## ACTIVITY
The data below needs to be returned exactly, line for line.

[Collected data entries]
□ □ □ □ □

PR #594, opened 2017-08-28
Making the code for AABB traversal consistent

n-taka:
Hi, I just pull the latest version of libigl and found that AABB.cpp has a compilation error below. 

```
c:\lib\n\n\extern\libigl\include\igl\AABB.cpp(404): error C2248: 'Eigen::PlainObjectBase<Eigen::Matrix<double,1,3,1,1,3>>::PlainObjectBase': cannot access protected member declared in class 'Eigen::PlainObjectBase<Eigen::Matrix<double,1,3,1,1,3>>'
```
(windows10, Visual Studio 2015, x64, WindowsSDK 8.1, libigl as header only library)

So, I edit a bit and simply remove `Eigen::PlainObjectBase<...>` in `look_right` just following `look_left`.

### DIFF
--- a/include/igl/AABB.cpp
+++ b/include/igl/AABB.cpp
@@ -401,7 +401,7 @@ igl::AABB<DerivedV,DIM>::squared_distance(
     const auto & look_right = [&]()
     {
       int i_right;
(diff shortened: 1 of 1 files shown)


jdumas:
This has been merged in #659.

Issue #595, opened 2017-08-28
error: calling protected constructor [hessian.cpp, hessian_energy.cpp]]


Luk0r:
/git/libigl/include/igl/hessian.cpp:37: error: ‘Eigen::PlainObjectBase<Derived>::PlainObjectBase(const Eigen::DenseBase<OtherDerived>&) [with OtherDerived = Eigen::Matrix<double, -1, -1>; Derived = Eigen::Matrix<double, -1, -1>]’ is protected within this context
     igl::grad(Eigen::PlainObjectBase<DerivedV>(V),
                      ^~~~~~~~~~~~~~~~~~~~~~~~~~~~

same for line 37
and line 39 in hessian_energy.cpp

xinyazhang:
Also found at AABB.cpp:404
``include/igl/AABB.cpp:404:45: error: ‘Eigen::PlainObjectBase<Derived>::PlainObjectBase(const Eigen::PlainObjectBase<Derived>&) [with Derived = Eigen::Matrix<float, 1, 3>]’ is protected within this context
       Eigen::PlainObjectBase<RowVectorDIMS> c_right = c;``

Luk0r:
AABB.cpp can be fixed by changing line 404 to:
`RowVectorDIMS c_right = c; // compare line 395`

For the hessian stuff I just dropped the template instantiation at the end of the corresponding cpp files.

danielepanozzo:
Could you please file a PR with the change? It is the easiest way for us to review and integrate it in the main branch. Thanks!

alecjacobson:
I think we went through and fixed all of these.

PR #604, opened 2017-09-11
fix use of protected constructor

Luk0r:
use of protected constructor changed

### DIFF
--- a/include/igl/AABB.cpp
+++ b/include/igl/AABB.cpp
@@ -401,7 +401,7 @@ igl::AABB<DerivedV,DIM>::squared_distance(
     const auto & look_right = [&]()
     {
       int i_right;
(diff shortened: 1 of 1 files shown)


Luk0r:
partly fixing:
https://github.com/libigl/libigl/issues/595

Luk0r:
should be the same fix as in:
https://github.com/libigl/libigl/pull/594

luca-penasa:
I am hitting this same bug (for AABB.cpp)... Is there some reason why this pull cannot be accepted?

btw travis-ci seems to exit correctly from the build although here is reported that the build failed (?)

danielepanozzo:
@alecjacobson I think this could be merged, the reported travis failure seems to be just a bug in travis, the build runs successfully.

jdumas:
This has been merged in #659.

□ □ □ □ □

## RESPONSE TO THE EXERCISE
PR #594, opened 2017-08-28
Making the code for AABB traversal consistent

n-taka:
Hi, I just pull the latest version of libigl and found that AABB.cpp has a compilation error below. 

```
c:\lib\n\n\extern\libigl\include\igl\AABB.cpp(404): error C2248: 'Eigen::PlainObjectBase<Eigen::Matrix<double,1,3,1,1,3>>::PlainObjectBase': cannot access protected member declared in class 'Eigen::PlainObjectBase<Eigen::Matrix<double,1,3,1,1,3>>'
```
(windows10, Visual Studio 2015, x64, WindowsSDK 8.1, libigl as header only library)

So, I edit a bit and simply remove `Eigen::PlainObjectBase<...>` in `look_right` just following `look_left`.

### DIFF
--- a/include/igl/AABB.cpp
+++ b/include/igl/AABB.cpp
@@ -401,7 +401,7 @@ igl::AABB<DerivedV,DIM>::squared_distance(
     const auto & look_right = [&]()
     {
       int i_right;
(diff shortened: 1 of 1 files shown)


jdumas:
This has been merged in #659.

Issue #595, opened 2017-08-28
error: calling protected constructor [hessian.cpp, hessian_energy.cpp]]


Luk0r:
/git/libigl/include/igl/hessian.cpp:37: error: ‘Eigen::PlainObjectBase<Derived>::PlainObjectBase(const Eigen::DenseBase<OtherDerived>&) [with OtherDerived = Eigen::Matrix<double, -1, -1>; Derived = Eigen::Matrix<double, -1, -1>]’ is protected within this context
     igl::grad(Eigen::PlainObjectBase<DerivedV>(V),
                      ^~~~~~~~~~~~~~~~~~~~~~~~~~~~

same for line 37
and line 39 in hessian_energy.cpp

xinyazhang:
Also found at AABB.cpp:404
``include/igl/AABB.cpp:404:45: error: ‘Eigen::PlainObjectBase<Derived>::PlainObjectBase(const Eigen::PlainObjectBase<Derived>&) [with Derived = Eigen::Matrix<float, 1, 3>]’ is protected within this context
       Eigen::PlainObjectBase<RowVectorDIMS> c_right = c;``

Luk0r:
AABB.cpp can be fixed by changing line 404 to:
`RowVectorDIMS c_right = c; // compare line 395`

For the hessian stuff I just dropped the template instantiation at the end of the corresponding cpp files.

danielepanozzo:
Could you please file a PR with the change? It is the easiest way for us to review and integrate it in the main branch. Thanks!

alecjacobson:
I think we went through and fixed all of these.

PR #604, opened 2017-09-11
fix use of protected constructor

Luk0r:
use of protected constructor changed

### DIFF
--- a/include/igl/AABB.cpp
+++ b/include/igl/AABB.cpp
@@ -401,7 +401,7 @@ igl::AABB<DerivedV,DIM>::squared_distance(
     const auto & look_right = [&]()
     {
       int i_right;
(diff shortened: 1 of 1 files shown)


Luk0r:
partly fixing:
https://github.com/libigl/libigl/issues/595

Luk0r:
should be the same fix as in:
https://github.com/libigl/libigl/pull/594

luca-penasa:
I am hitting this same bug (for AABB.cpp)... Is there some reason why this pull cannot be accepted?

btw travis-ci seems to exit correctly from the build although here is reported that the build failed (?)

danielepanozzo:
@alecjacobson I think this could be merged, the reported travis failure seems to be just a bug in travis, the build runs successfully.

jdumas:
This has been merged in #659.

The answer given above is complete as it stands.